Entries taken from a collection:
######
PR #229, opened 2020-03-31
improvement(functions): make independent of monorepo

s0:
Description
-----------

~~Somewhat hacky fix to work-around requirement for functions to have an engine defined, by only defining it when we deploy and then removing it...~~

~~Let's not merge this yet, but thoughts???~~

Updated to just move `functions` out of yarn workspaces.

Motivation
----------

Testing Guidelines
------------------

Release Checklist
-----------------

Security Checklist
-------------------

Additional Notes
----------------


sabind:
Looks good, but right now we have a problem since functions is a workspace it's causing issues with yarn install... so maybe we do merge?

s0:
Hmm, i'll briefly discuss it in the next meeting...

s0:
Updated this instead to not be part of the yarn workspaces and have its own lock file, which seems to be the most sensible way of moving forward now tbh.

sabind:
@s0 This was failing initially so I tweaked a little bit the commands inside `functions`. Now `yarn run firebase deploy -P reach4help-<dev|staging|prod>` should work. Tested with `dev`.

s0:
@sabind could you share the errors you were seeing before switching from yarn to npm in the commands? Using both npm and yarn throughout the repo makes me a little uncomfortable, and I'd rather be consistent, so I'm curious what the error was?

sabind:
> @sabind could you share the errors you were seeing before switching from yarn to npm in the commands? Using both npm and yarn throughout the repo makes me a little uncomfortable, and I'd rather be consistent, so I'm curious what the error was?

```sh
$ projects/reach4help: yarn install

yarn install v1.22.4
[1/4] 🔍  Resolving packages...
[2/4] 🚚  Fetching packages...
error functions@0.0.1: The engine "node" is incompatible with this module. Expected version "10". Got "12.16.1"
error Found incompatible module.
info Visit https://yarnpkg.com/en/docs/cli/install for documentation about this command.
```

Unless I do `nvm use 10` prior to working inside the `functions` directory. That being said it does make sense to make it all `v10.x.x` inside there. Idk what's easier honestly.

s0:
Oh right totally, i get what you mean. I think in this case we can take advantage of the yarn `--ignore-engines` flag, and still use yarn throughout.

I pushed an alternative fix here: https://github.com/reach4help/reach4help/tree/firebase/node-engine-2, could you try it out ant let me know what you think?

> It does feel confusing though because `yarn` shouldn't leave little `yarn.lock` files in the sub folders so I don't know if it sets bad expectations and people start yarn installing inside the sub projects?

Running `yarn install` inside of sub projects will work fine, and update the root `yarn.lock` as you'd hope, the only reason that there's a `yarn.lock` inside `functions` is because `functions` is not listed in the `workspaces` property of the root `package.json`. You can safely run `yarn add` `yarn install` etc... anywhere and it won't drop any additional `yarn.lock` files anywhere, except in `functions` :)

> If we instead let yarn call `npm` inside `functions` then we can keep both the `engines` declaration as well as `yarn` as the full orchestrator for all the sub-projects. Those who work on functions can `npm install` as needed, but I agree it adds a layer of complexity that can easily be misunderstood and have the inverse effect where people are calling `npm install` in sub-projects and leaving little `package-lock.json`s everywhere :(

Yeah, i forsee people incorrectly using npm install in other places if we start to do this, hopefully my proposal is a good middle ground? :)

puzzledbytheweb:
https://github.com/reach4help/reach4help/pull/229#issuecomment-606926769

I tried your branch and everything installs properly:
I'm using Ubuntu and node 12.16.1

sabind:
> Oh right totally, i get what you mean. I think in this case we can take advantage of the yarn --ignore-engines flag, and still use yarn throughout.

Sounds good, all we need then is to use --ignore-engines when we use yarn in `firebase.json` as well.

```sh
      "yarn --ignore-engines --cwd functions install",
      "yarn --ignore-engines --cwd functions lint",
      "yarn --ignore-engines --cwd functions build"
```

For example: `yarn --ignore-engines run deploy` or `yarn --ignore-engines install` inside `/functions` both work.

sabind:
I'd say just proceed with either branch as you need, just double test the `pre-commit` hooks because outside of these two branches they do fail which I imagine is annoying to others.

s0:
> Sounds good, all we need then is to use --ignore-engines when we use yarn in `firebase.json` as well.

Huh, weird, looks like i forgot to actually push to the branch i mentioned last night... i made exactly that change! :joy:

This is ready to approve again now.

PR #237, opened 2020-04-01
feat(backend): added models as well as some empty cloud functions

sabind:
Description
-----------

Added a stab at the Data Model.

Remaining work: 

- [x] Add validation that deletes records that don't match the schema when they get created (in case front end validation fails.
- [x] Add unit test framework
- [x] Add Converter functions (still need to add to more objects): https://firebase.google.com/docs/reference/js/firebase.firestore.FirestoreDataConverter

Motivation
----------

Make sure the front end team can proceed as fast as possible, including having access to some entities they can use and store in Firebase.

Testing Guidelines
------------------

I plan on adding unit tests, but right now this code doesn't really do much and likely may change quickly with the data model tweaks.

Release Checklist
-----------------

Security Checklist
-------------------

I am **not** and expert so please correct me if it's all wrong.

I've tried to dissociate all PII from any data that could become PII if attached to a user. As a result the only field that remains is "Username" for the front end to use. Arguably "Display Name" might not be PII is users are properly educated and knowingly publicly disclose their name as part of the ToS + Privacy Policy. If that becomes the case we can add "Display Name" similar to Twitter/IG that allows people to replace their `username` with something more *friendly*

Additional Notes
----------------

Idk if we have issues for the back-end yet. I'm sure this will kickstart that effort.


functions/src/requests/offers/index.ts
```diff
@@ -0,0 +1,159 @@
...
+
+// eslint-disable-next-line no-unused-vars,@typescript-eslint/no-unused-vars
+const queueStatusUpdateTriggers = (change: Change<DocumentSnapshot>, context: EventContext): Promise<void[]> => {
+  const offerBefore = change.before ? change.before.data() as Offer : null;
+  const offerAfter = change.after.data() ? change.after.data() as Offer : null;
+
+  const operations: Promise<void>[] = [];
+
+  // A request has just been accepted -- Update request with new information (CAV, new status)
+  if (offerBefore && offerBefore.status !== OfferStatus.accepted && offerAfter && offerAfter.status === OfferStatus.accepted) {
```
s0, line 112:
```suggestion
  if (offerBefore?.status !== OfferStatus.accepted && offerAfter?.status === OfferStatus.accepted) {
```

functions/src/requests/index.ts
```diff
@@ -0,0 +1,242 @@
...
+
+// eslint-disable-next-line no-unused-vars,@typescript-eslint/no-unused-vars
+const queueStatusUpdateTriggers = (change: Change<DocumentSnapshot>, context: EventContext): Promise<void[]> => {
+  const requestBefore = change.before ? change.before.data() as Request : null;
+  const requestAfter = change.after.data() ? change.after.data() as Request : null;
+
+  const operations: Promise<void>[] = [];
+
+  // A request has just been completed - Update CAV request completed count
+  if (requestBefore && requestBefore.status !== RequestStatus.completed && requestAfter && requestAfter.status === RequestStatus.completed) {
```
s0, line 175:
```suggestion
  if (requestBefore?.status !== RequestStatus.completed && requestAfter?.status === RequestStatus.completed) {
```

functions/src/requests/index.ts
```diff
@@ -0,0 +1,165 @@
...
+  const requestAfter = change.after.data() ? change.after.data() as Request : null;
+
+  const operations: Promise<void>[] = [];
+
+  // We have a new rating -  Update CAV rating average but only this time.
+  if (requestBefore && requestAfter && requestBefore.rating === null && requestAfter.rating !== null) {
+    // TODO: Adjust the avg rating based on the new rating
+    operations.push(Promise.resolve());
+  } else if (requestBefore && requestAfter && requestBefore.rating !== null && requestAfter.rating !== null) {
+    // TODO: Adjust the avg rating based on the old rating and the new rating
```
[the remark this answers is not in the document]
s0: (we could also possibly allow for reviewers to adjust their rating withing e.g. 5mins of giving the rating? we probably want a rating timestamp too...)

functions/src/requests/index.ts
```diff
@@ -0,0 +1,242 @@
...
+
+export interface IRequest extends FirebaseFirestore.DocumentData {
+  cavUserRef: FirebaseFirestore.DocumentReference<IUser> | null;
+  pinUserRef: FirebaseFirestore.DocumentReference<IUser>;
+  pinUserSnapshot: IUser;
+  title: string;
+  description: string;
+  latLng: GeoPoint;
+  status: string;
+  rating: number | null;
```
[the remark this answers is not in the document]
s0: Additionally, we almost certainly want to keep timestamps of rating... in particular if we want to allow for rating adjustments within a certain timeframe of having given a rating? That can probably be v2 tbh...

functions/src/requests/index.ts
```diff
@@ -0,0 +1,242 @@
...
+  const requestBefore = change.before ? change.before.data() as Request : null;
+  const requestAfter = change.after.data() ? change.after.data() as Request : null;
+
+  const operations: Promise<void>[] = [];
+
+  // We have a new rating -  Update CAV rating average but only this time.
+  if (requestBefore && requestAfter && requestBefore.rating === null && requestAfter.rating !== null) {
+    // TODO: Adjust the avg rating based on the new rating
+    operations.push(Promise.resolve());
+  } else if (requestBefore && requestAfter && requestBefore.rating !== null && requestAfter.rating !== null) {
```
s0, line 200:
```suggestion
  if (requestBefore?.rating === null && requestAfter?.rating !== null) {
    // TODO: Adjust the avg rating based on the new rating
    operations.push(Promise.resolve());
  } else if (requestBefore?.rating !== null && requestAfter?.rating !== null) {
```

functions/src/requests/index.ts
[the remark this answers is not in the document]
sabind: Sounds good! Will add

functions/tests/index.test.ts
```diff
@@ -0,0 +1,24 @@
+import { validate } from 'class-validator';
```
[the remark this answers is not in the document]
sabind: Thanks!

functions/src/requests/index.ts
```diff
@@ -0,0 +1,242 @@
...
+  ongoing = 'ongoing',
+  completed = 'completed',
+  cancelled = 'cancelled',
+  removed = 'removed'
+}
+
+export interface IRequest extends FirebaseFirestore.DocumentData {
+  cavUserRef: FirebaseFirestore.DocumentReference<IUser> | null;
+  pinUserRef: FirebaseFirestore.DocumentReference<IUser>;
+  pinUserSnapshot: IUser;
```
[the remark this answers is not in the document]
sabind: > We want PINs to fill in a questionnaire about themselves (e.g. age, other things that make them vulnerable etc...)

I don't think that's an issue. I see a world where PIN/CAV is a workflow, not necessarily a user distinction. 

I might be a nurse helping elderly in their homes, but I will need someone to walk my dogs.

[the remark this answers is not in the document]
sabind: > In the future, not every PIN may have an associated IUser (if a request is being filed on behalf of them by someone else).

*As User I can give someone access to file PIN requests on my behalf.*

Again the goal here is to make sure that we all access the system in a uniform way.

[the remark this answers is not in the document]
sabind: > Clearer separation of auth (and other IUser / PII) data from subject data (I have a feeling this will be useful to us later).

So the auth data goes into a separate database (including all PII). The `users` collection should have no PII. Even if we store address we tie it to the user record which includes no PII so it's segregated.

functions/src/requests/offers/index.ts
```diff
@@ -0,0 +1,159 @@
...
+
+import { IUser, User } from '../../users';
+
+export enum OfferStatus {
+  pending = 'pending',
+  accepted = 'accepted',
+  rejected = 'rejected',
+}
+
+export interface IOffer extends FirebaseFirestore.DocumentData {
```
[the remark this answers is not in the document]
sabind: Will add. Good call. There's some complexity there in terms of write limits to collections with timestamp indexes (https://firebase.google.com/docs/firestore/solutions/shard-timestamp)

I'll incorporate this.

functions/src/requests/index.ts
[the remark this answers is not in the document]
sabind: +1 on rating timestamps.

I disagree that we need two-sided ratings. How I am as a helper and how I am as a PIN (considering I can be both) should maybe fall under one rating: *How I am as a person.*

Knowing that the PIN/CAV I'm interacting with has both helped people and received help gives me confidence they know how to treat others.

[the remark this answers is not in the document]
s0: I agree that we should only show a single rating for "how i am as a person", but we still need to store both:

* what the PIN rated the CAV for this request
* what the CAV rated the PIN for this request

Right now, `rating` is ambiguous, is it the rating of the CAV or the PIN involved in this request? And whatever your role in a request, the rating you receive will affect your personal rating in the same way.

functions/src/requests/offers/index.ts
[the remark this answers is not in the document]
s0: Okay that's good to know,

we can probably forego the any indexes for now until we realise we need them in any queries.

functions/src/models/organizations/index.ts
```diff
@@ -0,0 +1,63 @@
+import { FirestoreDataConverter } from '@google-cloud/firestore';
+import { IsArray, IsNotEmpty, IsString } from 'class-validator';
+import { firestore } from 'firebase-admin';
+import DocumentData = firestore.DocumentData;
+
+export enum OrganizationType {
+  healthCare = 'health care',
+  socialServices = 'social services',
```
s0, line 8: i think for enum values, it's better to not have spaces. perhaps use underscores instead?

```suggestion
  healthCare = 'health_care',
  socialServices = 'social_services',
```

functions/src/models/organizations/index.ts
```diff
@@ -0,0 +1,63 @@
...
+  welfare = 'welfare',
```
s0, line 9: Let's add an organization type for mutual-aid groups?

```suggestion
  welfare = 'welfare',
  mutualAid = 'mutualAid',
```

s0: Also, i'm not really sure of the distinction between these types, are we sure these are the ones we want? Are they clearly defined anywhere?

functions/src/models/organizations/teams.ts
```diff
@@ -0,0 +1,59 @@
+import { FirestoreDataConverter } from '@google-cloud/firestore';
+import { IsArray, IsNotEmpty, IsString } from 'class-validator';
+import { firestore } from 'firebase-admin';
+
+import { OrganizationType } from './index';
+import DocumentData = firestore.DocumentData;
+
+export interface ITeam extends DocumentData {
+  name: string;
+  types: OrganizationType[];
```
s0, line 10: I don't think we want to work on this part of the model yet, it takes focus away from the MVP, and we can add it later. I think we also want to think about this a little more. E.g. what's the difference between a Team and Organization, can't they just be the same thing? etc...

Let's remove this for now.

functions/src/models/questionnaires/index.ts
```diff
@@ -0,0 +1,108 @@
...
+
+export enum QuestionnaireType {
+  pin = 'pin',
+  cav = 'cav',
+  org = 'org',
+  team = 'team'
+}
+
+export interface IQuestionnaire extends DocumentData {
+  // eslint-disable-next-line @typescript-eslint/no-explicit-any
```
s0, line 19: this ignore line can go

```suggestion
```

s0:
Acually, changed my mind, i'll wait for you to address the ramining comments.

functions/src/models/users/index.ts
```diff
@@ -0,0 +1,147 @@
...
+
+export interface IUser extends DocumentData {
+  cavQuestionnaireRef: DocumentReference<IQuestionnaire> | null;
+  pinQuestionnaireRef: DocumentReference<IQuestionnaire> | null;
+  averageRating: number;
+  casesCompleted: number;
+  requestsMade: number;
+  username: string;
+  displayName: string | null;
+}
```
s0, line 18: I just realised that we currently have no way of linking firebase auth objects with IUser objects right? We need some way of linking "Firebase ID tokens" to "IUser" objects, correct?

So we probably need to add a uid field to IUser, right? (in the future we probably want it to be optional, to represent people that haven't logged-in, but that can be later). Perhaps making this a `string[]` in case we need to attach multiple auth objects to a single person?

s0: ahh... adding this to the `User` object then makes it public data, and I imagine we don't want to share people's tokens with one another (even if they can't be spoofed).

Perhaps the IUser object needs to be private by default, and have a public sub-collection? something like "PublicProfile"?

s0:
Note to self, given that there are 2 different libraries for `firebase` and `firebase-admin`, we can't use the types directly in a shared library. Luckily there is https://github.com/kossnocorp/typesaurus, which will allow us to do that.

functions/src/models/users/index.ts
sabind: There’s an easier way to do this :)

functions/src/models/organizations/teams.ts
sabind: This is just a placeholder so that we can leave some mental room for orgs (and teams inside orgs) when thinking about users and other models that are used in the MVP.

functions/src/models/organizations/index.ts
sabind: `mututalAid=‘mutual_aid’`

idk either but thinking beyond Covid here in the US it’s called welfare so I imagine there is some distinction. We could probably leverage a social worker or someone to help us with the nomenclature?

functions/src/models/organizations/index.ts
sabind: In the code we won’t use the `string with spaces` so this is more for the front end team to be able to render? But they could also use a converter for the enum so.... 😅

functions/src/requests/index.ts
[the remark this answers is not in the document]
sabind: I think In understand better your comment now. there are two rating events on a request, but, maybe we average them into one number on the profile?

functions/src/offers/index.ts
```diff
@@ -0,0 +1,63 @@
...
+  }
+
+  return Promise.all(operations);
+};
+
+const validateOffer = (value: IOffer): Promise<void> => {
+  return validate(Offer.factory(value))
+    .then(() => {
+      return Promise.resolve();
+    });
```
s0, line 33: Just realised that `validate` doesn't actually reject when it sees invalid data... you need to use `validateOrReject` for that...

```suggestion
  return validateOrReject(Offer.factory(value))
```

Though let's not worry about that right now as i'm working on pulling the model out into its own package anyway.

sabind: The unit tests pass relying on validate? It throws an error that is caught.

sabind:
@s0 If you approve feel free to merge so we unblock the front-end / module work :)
######
Problem to work on: Find the word "indexes" in the entries, and copy every line it shows up in.

Exercise output:
sabind: Will add. Good call. There's some complexity there in terms of write limits to collections with timestamp indexes (https://firebase.google.com/docs/firestore/solutions/shard-timestamp)
we can probably forego the any indexes for now until we realise we need them in any queries.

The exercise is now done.